Check Screener, TitanTV and tvguide.com and it's missing from all of them. I have a 1P set to All, so maybe the 4/2 repeat of the series will catch something. Still no change on CNN Go.

When I recorded the '60s to '80s, I don't remember these problems. But that was BT.


----------



## sharkster (Jul 3, 2004)

Yeah, my guide must be off. What a shocker, eh? 

Maybe they'll bring it back again - or better, for crying out loud, put it on a different channel!


----------



## JoeKustra (Dec 7, 2012)

sharkster said:


> Yeah, my guide must be off. What a shocker, eh?
> 
> Maybe they'll bring it back again - or better, for crying out loud, put it on a different channel!

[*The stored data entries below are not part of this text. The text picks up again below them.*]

PR #1397, opened 2023-11-16
Enable CEED_EVAL_WEIGHT for BasisApplyAtPoints

jeremylt:
This enables `CEED_EVAL_WEIGHT` for `CeedBasisApplyAtPoints` for better compatibility between FEM and PIC `CeedQFunction`s.

### DIFF
--- a/interface/ceed-basis.c
+++ b/interface/ceed-basis.c
@@ -1472,17 +1472,22 @@ int CeedBasisApplyAtPoints(CeedBasis basis, CeedInt num_points, CeedTransposeMod
   CeedCall(CeedBasisGetNumComponents(basis, &num_comp));
   CeedCall(CeedBasisGetNumQuadratureComponents(basis, eval_mode, &num_q_comp));
   CeedCall(CeedBasisGetNumNodes(basis, &num_nodes));
-  CeedCall(CeedVectorGetLength(x_ref, &x_length));
   CeedCall(CeedVectorGetLength(v, &v_length));
-  CeedCall(CeedVectorGetLength(u, &u_length));
+  if (x_ref != CEED_VECTOR_NONE) CeedCall(CeedVectorGetLength(x_ref, &x_length));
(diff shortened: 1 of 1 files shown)


jeremylt:
CI blocked by #1391

interface/ceed-basis.c
```diff
@@ -1495,8 +1500,10 @@ int CeedBasisApplyAtPoints(CeedBasis basis, CeedInt num_points, CeedTransposeMod
       good_dims = ((t_mode == CEED_TRANSPOSE && (u_length >= num_points * num_q_comp * dim || v_length >= num_nodes * num_comp)) ||
                    (t_mode == CEED_NOTRANSPOSE && (v_length >= num_points * num_q_comp * dim || u_length >= num_nodes * num_comp)));
       break;
-    case CEED_EVAL_NONE:
     case CEED_EVAL_WEIGHT:
+      good_dims = t_mode == CEED_NOTRANSPOSE && (v_length >= num_points);
```
zatkins-dev, line 1504: Strictly speaking, I don't think we need the `t_mode == CEED_NOTRANSPOSE` here since we check that above. Not a big deal either way though.

zatkins-dev (approved):
LGTM!

zatkins-dev:
I think that it's reasonable to ignore the code coverage issues here, but if others disagree we should add a tiny test that uses `CEED_EVAL_WEIGHT` with `CeedBasisApplyAtPoints`.

interface/ceed-basis.c
jeremylt: Yeah, I mostly included it so we don't have to read and think about why it looks different than the other cases.

jeremylt:
> I think that it's reasonable to ignore the code coverage issues here, but if others disagree we should add a tiny test that uses `CEED_EVAL_WEIGHT` with `CeedBasisApplyAtPoints`.

Agreed - we're immediately using it in the follow-up PR

PR #1398, opened 2023-11-16
Remove legacy `CeedChk` and `CeedChkBackend`

sebastiangrimberg:
Address this comment in `backend.h`:

```
/* Note - these are legacy macros that should be removed eventually */
#define CeedChk(...) CeedCall(__VA_ARGS__)
#define CeedChkBackend(...) CeedCallBackend(__VA_ARGS__)
```

This isn't super important but I figured was worth addressing after the previous release.


jeremylt (approved):
LGTM, thanks!

PR #1399, opened 2023-11-17
fluids: Cleanup advection problems

jrwrigh:
- Remove misc struct members that are no longer used
- Use enums rather than integers in contexts


jeremylt (approved):
All seems reasonable to me - as long as Noether's happy, I'm happy

jeremylt:
Probably needs a rebase on main?

PR #1405, opened 2023-11-27
Change order of ElemRestriction/Basis AtPoints

jeremylt:
This PR swaps to "contiguous by qpt" ordering for the output of AtPoints operations so we can reuse our QFunctions.

~~Something is wrong with my TensorContract in 2d/3d~~

### DIFF
--- a/interface/ceed-basis.c
+++ b/interface/ceed-basis.c
@@ -1609,7 +1609,7 @@ int CeedBasisApplyAtPoints(CeedBasis basis, CeedInt num_points, CeedTransposeMod
 
             for (CeedInt d = 0; d < dim; d++) {
               // ------ Tensor contract with current Chebyshev polynomial values
-              CeedCall(CeedChebyshevPolynomialsAtPoint(x_array_read[p * dim + d], Q_1d, chebyshev_x));
+              CeedCall(CeedChebyshevPolynomialsAtPoint(x_array_read[d * num_points + p], Q_1d, chebyshev_x));
               CeedCall(CeedTensorContractApply(basis->contract, pre, Q_1d, post, 1, chebyshev_x, t_mode, false,
                                                d == 0 ? chebyshev_coeffs : tmp[d % 2], tmp[(d + 1) % 2]));
               pre /= Q_1d;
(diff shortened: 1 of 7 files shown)


interface/ceed-basis.c
```diff
@@ -1599,22 +1599,25 @@ int CeedBasisApplyAtPoints(CeedBasis basis, CeedInt num_points, CeedTransposeMod
...
+
+            // ------ Build interp matrix
+            for (CeedInt p = 0; p < num_points; p++) {
+              CeedCall(CeedChebyshevPolynomialsAtPoint(x_array_read[p * dim + d], Q_1d, &interp_1d[p * Q_1d]));
             }
+            // ------ Tensor contract with current Chebyshev polynomial values
+            CeedCall(CeedTensorContractApply(basis->contract, pre, Q_1d, post, num_points, interp_1d, t_mode, false,
+                                             d == 0 ? chebyshev_coeffs : tmp[d % 2], d == (dim - 1) ? v_array : tmp[(d + 1) % 2]));
+            pre /= Q_1d;
+            post *= 1;
```
jeremylt, line 1620: I think something has to be screwy here.

The 1d contraction works. 2D is wrong.

 I'm trying to contract from Q_1d * Q_1d (for example) down to 1 * num_points

jeremylt: `CeedTensorContractStridedApply` might be what I need here?

jeremylt: No that won't work either.

I need to go Q_1d * Q_1d -> Q_1d * num_points -> 1 * num_points

or in 3D
Q_1d * Q_1d * Q_1d-> Q_1d * Q_1d * num_points -> Q_1d * num_points -> 1 * num_points

Our current tensor contractions don't do that.

jeremylt: Maybe setting post = Q_1d^dim-1 and decreasing it?

interface/ceed-basis.c
```diff
@@ -1609,12 +1609,13 @@ int CeedBasisApplyAtPoints(CeedBasis basis, CeedInt num_points, CeedTransposeMod
...
               // ------ Tensor contract with current Chebyshev polynomial values
-              CeedCall(CeedChebyshevPolynomialsAtPoint(x_array_read[p * dim + d], Q_1d, chebyshev_x));
+              CeedCall(CeedChebyshevPolynomialsAtPoint(x_array_read[d * num_points + p], Q_1d, chebyshev_x));
               CeedCall(CeedTensorContractApply(basis->contract, pre, Q_1d, post, 1, chebyshev_x, t_mode, false,
-                                               d == 0 ? chebyshev_coeffs : tmp[d % 2], d == (dim - 1) ? &v_array[p * num_comp] : tmp[(d + 1) % 2]));
+                                               d == 0 ? chebyshev_coeffs : tmp[d % 2], tmp[(d + 1) % 2]));
               pre /= Q_1d;
               post *= 1;
             }
+            for (CeedInt c = 0; c < num_comp; c++) v_array[c * num_points + p] = tmp[dim % 2][c];
```
jeremylt, line 1618: This meets the target ordering. I think we should chase performance in a separate PR.

zatkins-dev (approved):
Looks good to me. I don't think the extra copy is particularly impactful performance-wise (and more importantly, it seems unavoidable at the moment).

PR #1409, opened 2023-11-30
Docstring consistency

### LINKED ISSUE #1393: Docstring Inconsistency
Currently, our use of `\ref CeedOperatorSetField` vs `CeedOperatorSetField()` is inconsistent in the docs. (and our use of `@ref` vs `\ref` confuses me).

We should fix this.

Also, we have CeedOperator and similar as plain text rather than wrapping them in code blocks like Ratel and PETSc do.

jeremylt:
Fixes #1393 -

- [x] consistently use `@ref` vs `\ref`
- [x] swap away from `@a` to ref args since Sphinx doesn't use it
- [x] minor wording fixes
- [x] consistently use code formatting for arguments referenced in sentences
- [x] Consistent capitalization and spacing in arg lists

### DIFF
--- a/.clang-format
+++ b/.clang-format
@@ -8,6 +8,7 @@ AlignEscapedNewlines:         true
 AlignOperands:                Align
 AllowShortIfStatementsOnASingleLine: AllIfsAndElse
 ColumnLimit:                  150
+ReflowComments:               false
 CommentPragmas:               'TESTARGS'
 DerivePointerAlignment:       false
 IncludeBlocks:                Preserve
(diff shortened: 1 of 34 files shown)


jrwrigh (approved):
Looks good. Only major question is the logic behind putting some "named" Ceed objects inside ticks, while others get the full `@ref` treatment? Is `@ref` only valid for a small subset (ie; not for `CeedBasis` and `CeedElemRestriction`)?

jeremylt:
Yeah, @ref doesn't work right for the `Ceed*` objects, for some reason.

jrwrigh:
Except for `CeedQFunction`?

jeremylt:
Nope, that one doesn't link right either. Did I miss it somewhere?

jrwrigh:
You added them in for the gallery functions

jeremylt:
Ah, fixed. Thanks

PR #1411, opened 2023-12-01
Update petsc-dmswarm example to use CeedOperatorAtPoints

zatkins-dev:
Still WIP, but tests are passing. A few design questions: 
1. We mentioned wanting to get rid of/reduce the `DMSwarmCeedContext` struct, which I cleaned up a little so far. Are we happy with its current state? Or should we try to refactor more of it? My main thought is that it saves us having to build the bases, restrictions, and points every time we need them, which definitely makes the code cleaner.
2. It turns out that we can do everything we want for this example using only identity QFunctions. While this is nice, it feels...odd. Am I missing something here that should require a non-trivial QFunction?


jeremylt:
I was thinking that we could swap over to a real mass matrix with qdata, like in #1390

zatkins-dev:
> I was thinking that we could swap over to a real mass matrix with qdata, like in #1390 

I thought that might be the case. I tried that first, but ran into some issues where the solution was off by a scalar multiple. I can try to diagnose that more tomorrow. 

Would the RHS need to change as well? That could explain the issue.

zatkins-dev:
> Yeah, the RHS would also need to be scaled by the geometric factors. Off by what, a factor of 8?

It was a factor of 26 (exactly) which seems very random.

jeremylt:
Hmm, how many elements are there?

zatkins-dev:
I think 27 (3x3x3)

zatkins-dev:
The issue was just scaling the RHS!

jeremylt:
This is looking great. Two thoughts with the goal of adding Poisson in view

1) Can we totally drop most of the struct of Ceed objects in favor of a CeedOperator if we swap to a single setup function for the CeedOperator and RHS?

2) Can we generalize those functions that call the CeedOperator (probably will be best in a future PR now that I think of  it)

zatkins-dev:
>     1. Can we totally drop most of the struct of Ceed objects in favor of a CeedOperator if we swap to a single setup function for the CeedOperator and RHS?

Done, good call. We're down to basically a operator apply context, just with 3 operators.

zatkins-dev:
> 2\. Can we generalize those functions that call the CeedOperator (probably will be best in a future PR now that I think of  it)

I'm thinking that we can refactor out a lot of the functions in `dmswarm.c` into a `swarmutils.c`/`swarmutils.h` to get ready for additional swarm problems. If I understand correctly, we're always going to have to use the mass operator to go from points to the mesh, so maybe we add an additional `op_apply` in the `DMSwarmCeedContext` struct to actually do the problem (e.g. the laplacian for BP3)?

examples/petsc/dmswarm.h
```diff
@@ -0,0 +1,37 @@
+// Copyright (c) 2017-2022, Lawrence Livermore National Security, LLC and other CEED contributors.
```
jeremylt, line 1: Note - probably should be in the `qfunctions` folder.

zatkins-dev: Moved in refactor

examples/petsc/dmswarm.c
```diff
@@ -65,30 +54,11 @@ PetscErrorCode EvalU_Tanh_proj(PetscInt dim, PetscReal t, const PetscReal x[], P
...
-PetscErrorCode VecC2P(CeedVector x_ceed, PetscMemType mem_type, Vec X_petsc);
-PetscErrorCode VecReadP2C(Vec X_petsc, PetscMemType *mem_type, CeedVector x_ceed);
-PetscErrorCode VecReadC2P(CeedVector x_ceed, PetscMemType mem_type, Vec X_petsc);
-PetscErrorCode DMSwarmPICFieldP2C(DM dm_swarm, const char *field, CeedVector x_ceed);
-PetscErrorCode DMSwarmPICFieldC2P(DM dm_swarm, const char *field, CeedVector x_ceed);
-
 // Swarm to mesh and mesh to swarm
-PetscErrorCode DMSwarmCreateReferenceCoordinates(DM dm_swarm, IS *is_points, Vec *ref_coords);
 PetscErrorCode DMSwarmInterpolateFromCellToSwarm_Petsc(DM dm_swarm, const char *field, Vec U_mesh);
 PetscErrorCode DMSwarmInterpolateFromCellToSwarm_Ceed(DM dm_swarm, const char *field, Vec U_mesh);
```
zatkins-dev, line 59: Unsure on if this function should be moved to `swarmutils` or not. Ultimately, the action of this function is done automatically when a more complex problem is involved, so I think that it probably can stay where it is.

jeremylt: I wouldn't overthink it too much since this is a testbed. You'll see more of what should be moved when adding BP3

As for guides, what do you show for 11pm tomorrow? Surprise. It does agree with tv.com however.

As a contributing factor, the original guest was Adam Schiff. With the crap going on in D.C., I was surprised to see him as a guest.


----------



## sharkster (Jul 3, 2004)

JoeKustra said:


> As for guides, what do you show for 11pm tomorrow? Surprise. It does agree with tv.com however.
> 
> As a contributing factor, the original guest was Adam Schiff. With the crap going on in D.C., I was surprised to see him as a guest.


For tomorrow (Thurs) at 11pm I show 'CNN Newsroom Live'. (byline - Ashleigh Banfield)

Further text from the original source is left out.